GPT-5.3-Codex Is Built for Code

OpenAI's dedicated coding model, GPT-5.3-Codex, leads on SWE-Bench Pro at 56.4%, demonstrating particular strength on the hardest software engineering problems. It also tops LiveCodeBench, indicating strong algorithmic reasoning. This model is specifically fine-tuned for code generation and understanding, trading some general-purpose ability for coding specialization.

The SWE-Bench Verified vs.
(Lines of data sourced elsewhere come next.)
PR #590, opened 2025-05-28
Change name convention for inventory output file

### LINKED ISSUE #586: Naming convention for inventory output
@JorgSchwinger , @jmaerz 

We found that the current naming convention for inventory output `*.hbgcy.i.*` was interfering with the implementation of timeseries diagnostics. A fix has been proposed for HAMOCC_DIAG that circumvents this problem by searching for integer values after the `.hbgc?.` prefix.

As a precautionary measure, to avoid similar problems in the future, I suggest to change the naming convention for the inventory files. Options include

1. `.hbgcyi.`; `.hbgcmi.`; `.hbgcdi.`
2. `.hbgciy.`; `.hbgcim.`; `.hbgcid.`

I have a slight preference for option 2, as it avoids "false" hits if someone searches for e.g. `hbgcy`. Please suggest if you have other options/preferences.

TomasTorsvik:
In this PR I assume we only want to write netcdf output at a single time interval, and prioritize the highest frequency, i.e. 'daily' > 'monthly' > 'yearly', and therefore that we only have one set of output files.

I have not tried to implement writing netcdf output at a time step frequency at this stage.

Closes #586

### DIFF
--- a/hamocc/mo_bgcmean.F90
+++ b/hamocc/mo_bgcmean.F90
@@ -809,6 +809,9 @@ CONTAINS
       endif
     enddo
 
+    ! Only allow inventory output to netcdf file at one interval
+    call check_glb_inventory(glb_inventory,nbgc)
+
     ! Re-define index variables according to namelist
     i_bsc_m2d=0
     do n=1,nbgc
@@ -2731,5 +2734,35 @@ CONTAINS
     !$OMP END PARALLEL DO
     !
   end subroutine bgczlv
+
+  subroutine check_glb_inventory(glb_inventory,nbgc)
+    !
+    ! --- ------------------------------------------------------------------
+    ! --- Description: check that we only write invetory to netcdf file at
+    ! ---              a single time interval, set by glb_inventory(n) == 2.
+    ! ---              If there are multiple instances where glb_inventory
+    ! ---              is 2, keep only the first instance.
+    ! --- ------------------------------------------------------------------
+
+    ! Arguments
+    integer, intent(inout) :: glb_inventory(nbgcmax)
+    integer, intent(in)    :: nbgc
+    !
+    ! Local variables
+    integer :: i,maxval_glb_inventory, maxloc_glb_inventory
+
+    maxval_glb_inventory = maxval(glb_inventory)
+    if (max_glb_inventory == 2) then
+       maxloc_glb_inventory = maxloc(glb_inventory)
+       if (maxloc_glb_inventory < nbgc) then
+          ! Set subsequent instances of glb_inventory to max 1
+          do i=maxloc_glb_inventory+1,nbgc
+             if (glb_inventory(i) == 2) then
+                glb_inventory(i) = 1
+             endif
+          enddo
+       endif
+    endif
+  end subroutine check_glb_inventory
 
 end module mo_bgcmean
--- a/hamocc/mo_bgcmean.F90
+++ b/hamocc/mo_bgcmean.F90
@@ -2738,7 +2738,7 @@ CONTAINS
   subroutine check_glb_inventory(glb_inventory,nbgc)
     !
     ! --- ------------------------------------------------------------------
-    ! --- Description: check that we only write invetory to netcdf file at
+    ! --- Description: check that we only write inventory to netcdf file at
     ! ---              a single time interval, set by glb_inventory(n) == 2.
     ! ---              If there are multiple instances where glb_inventory
     ! ---              is 2, keep only the first instance.
--- a/hamocc/mo_bgcmean.F90
+++ b/hamocc/mo_bgcmean.F90
@@ -2752,8 +2752,8 @@ CONTAINS
     integer :: i,maxval_glb_inventory, maxloc_glb_inventory
 
     maxval_glb_inventory = maxval(glb_inventory)
-    if (max_glb_inventory == 2) then
-       maxloc_glb_inventory = maxloc(glb_inventory)
+    if (maxval_glb_inventory == 2) then
+       maxloc_glb_inventory = maxloc(glb_inventory, 1)
        if (maxloc_glb_inventory < nbgc) then
           ! Set subsequent instances of glb_inventory to max 1
           do i=maxloc_glb_inventory+1,nbgc
--- a/hamocc/mo_inventory_bgc.F90
+++ b/hamocc/mo_inventory_bgc.F90
@@ -743,8 +743,8 @@ contains
                                nf90_put_att, nf90_put_var, nf90_unlimited, nf90_write
       use mod_types,     only: r8
       use mod_config,    only: expcnf, runid, inst_suffix
-      use mod_time,      only: date0, time0, date, time, nstep, nday_of_year,nstep_in_day,calendar &
-                               blom_time
+      use mod_time,      only: date0, time0, date, time, nstep, nday_of_year, nstep_in_day,        &
+                               calendar, blom_time
       use mo_bgcmean,    only: filefq_bgc, fileann_bgc, filemon_bgc,glb_fnametag
       use mo_param1_bgc, only: idicsat,idms,ifdust,iiron,iprefalk,iprefdic,iprefo2,iprefpo4,       &
                                iadust,inos,ibromo,icfc11,icfc12,isf6,icalc13,icalc14,idet13,       &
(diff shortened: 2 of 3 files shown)


hamocc/mo_inventory_bgc.F90
```diff
@@ -901,8 +901,7 @@ subroutine write_netcdf(iogrp)
         endif
         write(tstamp,'(i4.4,a1,i2.2,a1,i2.2)')                                    &
              &    date%year,sep2,date%month,sep2,date%day
-        fname_inv(iogrp) = prefix//sep1//trim(glb_fnametag(iogrp))//sep1//        &
-             &    'i'//sep1//trim(tstamp)//'.nc'
+        fname_inv(iogrp) = prefix//sep1//'hbgci'//sep1//trim(tstamp)//'.nc'
```
jmaerz, line 907: Should likely read:
```
call blom_time(ymd,tod)
write(tstamp,'(i4.4,a1,i2.2,a1,i2.2,a1,i5.5)') date%year,sep2,date%month,sep2,date%day,sep2,tod
fname_inv(iogrp) = prefix//sep1//'bgci'//sep1//trim(tstamp)//'.nc'
```
(requires `integer :: ymd,tod` and `use mod_time, only: blom_time`

hamocc/mo_bgcmean.F90
```diff
@@ -2732,4 +2735,34 @@ subroutine bgczlv(pddpo,kin,ind1,ind2,weights)
     !
   end subroutine bgczlv
 
+  subroutine check_glb_inventory(glb_inventory,nbgc)
+    !
+    ! --- ------------------------------------------------------------------
+    ! --- Description: check that we only write invetory to netcdf file at
```
jmaerz: inventory (typo)

hamocc/mo_bgcmean.F90
```diff
@@ -2732,4 +2735,34 @@ subroutine bgczlv(pddpo,kin,ind1,ind2,weights)
...
+       maxloc_glb_inventory = maxloc(glb_inventory)
+       if (maxloc_glb_inventory < nbgc) then
+          ! Set subsequent instances of glb_inventory to max 1
+          do i=maxloc_glb_inventory+1,nbgc
+             if (glb_inventory(i) == 2) then
+                glb_inventory(i) = 1
+             endif
+          enddo
+       endif
+    endif
```
jmaerz, line 2765: When looking at the year length and default month length, I started to ponder, when things are actually get written out... - i.e 12*30=360 (!=365).... - so will the monthly also cover the year (end) output? - I suspect so, so the question is more on the 360 !=365...

TomasTorsvik: That is a good question, I haven't considered this. This is getting more complicated than I anticipated ...

jmaerz: Admittedly, I would have just changed `mo_inventory` (as you did now). But maybe it's a better way, how you implemented it - I am not fully getting, how this iopgrp stuff works behind the scenes... (I never fully looked into it - and I guess, once I would have understand, I would try to change the whole thing to make model developers life easier with respect to output ... - back to the old rumbling on output implementation, sorry).

TomasTorsvik: @jmaerz - I think you are right, the changes in `mo_bgcmean` are not needed, especially with the extended time stamp. With the NF90_CLOBBER option in the file cration command, we will overwrite any existing file. Alternatively, we could set this to NF90_NOCLOBBER, which would return a NF90_EEXIST error (and halt the simulation) if there is an existing file. Would this be a better option?

jmaerz: Hi @TomasTorsvik , Ok, I start seeing the consequences that daily output could enter the monthly (and potentially yearly files and so forth)... - admittedly, I have never perceived the files as averaged output - and from my side, I was fine with the previously implemented version. Maybe just adding the time stamp to the previous version (and potentially `hbgc?.i.YYYY` -> `hbgc?i.YYYY`) would suit that distinguishing - while it then counteracts your `ls`/`grep` preferences? I will be happy with whatever comes up (as long as we keep the inventory output). Admittedly, I understand the wish (and need) for the time stamp, while not really for changes with respect to the diagnostics (these will be changed anyway soon and I would assume that the recent fix that we introduced, should work). But maybe @JorgSchwinger has a dedicated opinion on it?

jmaerz: @TomasTorsvik , I just tried it out in single column mode. Maybe you could try to run your branch once for one year with all inventory output on (daily, monthly and yearly) and re-check, if that works? - I think that would help to understand the consequences a bit better (in single column, it seems as if daily output is written the second day at the beginning of the month, while monthly right at the beginning).

jmaerz: Another thing: for daily inventory, the time stamp doesn't make sense, when all is written in a monthly file...

TomasTorsvik: @jmaerz - I will make a test run with inventory output for all time frequencies. Now I went back to the original implementation, just removed the separator `hbgc?.i.YYYY` -> `hbgc?i.YYYY`

jmaerz: Hi @TomasTorsvik , sorry for all this back and forth - I feel that primarily @JorgSchwinger needs to comment - as written, I am (likely) happy, with whatever solution you're coming up (as long as we keep writing the inventory files).

TomasTorsvik: It seems that the output is ignoring 30 day intervals per month, when running fully coupled.
I see output for the last day of the month, but written with a time-stamp for the first day of the following month, i.e. `hbgcmi.0001-02-01 = day 31`, `hbgcmi.0001-02-02 = day 59`, etc.
The yearly output is duplicated by the first monthly out[put of the year, i.e. 
```
hbgcmi.0002-01-01 = hbgcyi.0002-01-01
```
The daily output get a time-stamp for the 2nd day of the month, except the first file which gets time-stamp for the 3rd day of the month.

JorgSchwinger:
Hi just a few comments: Since it is instantaneous values, I do not see the purpose of the qualifiers "d", "m", and "y" in the file names. The only relevant information is the time-stamp that specifies for which time the values in the files are valid. Also, if you write a t higher frequencies, it never makes sense to include files for lower frequencies in the output (i.e. if you write monthly, you will not need annual, if you write daily, you will not need monthly and annual). 

The 30-day frequency is, as far as I am aware, treated as "monthly" so it intentionally always uses whole month.

TomasTorsvik:
> Hi just a few comments: Since it is instantaneous values, I do not see the purpose of the qualifiers "d", "m", and "y" in the file names. The only relevant information is the time-stamp that specifies for which time the values in the files are valid. Also, if you write a t higher frequencies, it never makes sense to include files for lower frequencies in the output (i.e. if you write monthly, you will not need annual, if you write daily, you will not need monthly and annual).
> 
> The 30-day frequency is, as far as I am aware, treated as "monthly" so it intentionally always uses whole month.

@JorgSchwinger , @jmaerz - This is basically the solution I implemented as commit No. 2 (https://github.com/NorESMhub/BLOM/pull/590/commits/aecd4d907736e0b1fbe8986101a29a6e5776cd1f) in this PR, before I rolled back the changes. It assumes that if multiple `glb_inventory` values are set to 2, we only use the frequency associated with the first instance, i.e. a `GLB_INVENTORY` setting of "2,2,2" will be changed to "2,1,1" internally in `mo_bgcmean` before these values are used. 

If this solution is acceptable, I propose to roll back this PR to commit No. 2 and do one more test to make sure the code doesn't break on multiple "2" values in `GLB_INVENTORY`.

jmaerz:
@TomasTorsvik and @JorgSchwinger , I am happy with any solution you come up with (haven't had issues with it before). Will the time stamp for daily output be the time stamp at first day or last day of writing? - while I anticipate that daily output isn't the typical use mode...

TomasTorsvik:
@jmaerz - From the previous test I got the following output for daily inventory:
```
*.hbgcdi.0001-01-03.nc :  day 2-31
*.hbgcdi.0002-01-02.nc :  day 32-59
*.hbgcdi.0003-01-02.nc :  day 60-90
...
```
This was a NOINYOC "startup" run, so day 1 was not included.

I will proceed with rolling back to (https://github.com/NorESMhub/BLOM/commit/aecd4d907736e0b1fbe8986101a29a6e5776cd1f) and run a new test.

jmaerz:
@TomasTorsvik , erh, I fear, I don't understand the time stamp. But yes, fine for me to roll back to your initial solution and give it a try.

TomasTorsvik:
@JorgSchwinger , @jmaerz - The time stamp for daily output is not very sensible in the current setup, but it is consistent with how it has been until now. I updated the archive setting to include the inventory file, so it should be possible to merge this now.

jmaerz (approved):
Hi @TomasTorsvik , thanks for diving into this so deep. For me, it looks reasonable - hope it helps for future simulations and diagnostics tools.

Pro Gap

The difference between SWE-Bench Verified and Pro scores is revealing. Verified tasks are human-validated to be solvable and tend to involve single-file changes with clear specifications. Pro tasks require navigating ambiguous requirements, modifying multiple files, and understanding complex codebases at a deeper level. The best models see their scores drop by 25-30 percentage points from Verified to Pro, indicating that truly complex software engineering remains a major challenge.

Why Coding Benchmarks Matter

Coding ability is a proxy for some of the most valuable capabilities an AI model can have. Writing correct code requires understanding precise specifications, reasoning about edge cases, maintaining internal consistency across a complex output, and grounding responses in concrete, testable behavior. A model that writes good code is usually also strong at structured reasoning, careful analysis, and following detailed instructions.

For businesses evaluating AI models, coding benchmarks offer the most reliable signal of practical utility. Unlike knowledge benchmarks where the difference between 85% and 88% is hard to feel in practice, the difference between a model that resolves 55% of real GitHub issues versus one that resolves 72% translates directly into developer productivity.

Choosing the Right Model for Coding

For general software engineering (fixing bugs, adding features, code review), Claude Opus 4.6 and GPT-5.3-Codex are the strongest choices. For competitive programming and algorithmic challenges, GPT-5.3-Codex and Claude Opus 4.6 lead on LiveCodeBench. For cost-sensitive coding tasks, DeepSeek V3.2-Speciale delivers near-frontier performance at a fraction of the price. And for self-hosted coding assistants, GLM-5 and Llama 4 Maverick offer strong open-weight options.

The coding benchmark landscape continues to evolve. We expect new benchmarks targeting agentic coding, multi-step debugging, and full-stack development to emerge in the coming months, giving an even richer picture of AI coding capability.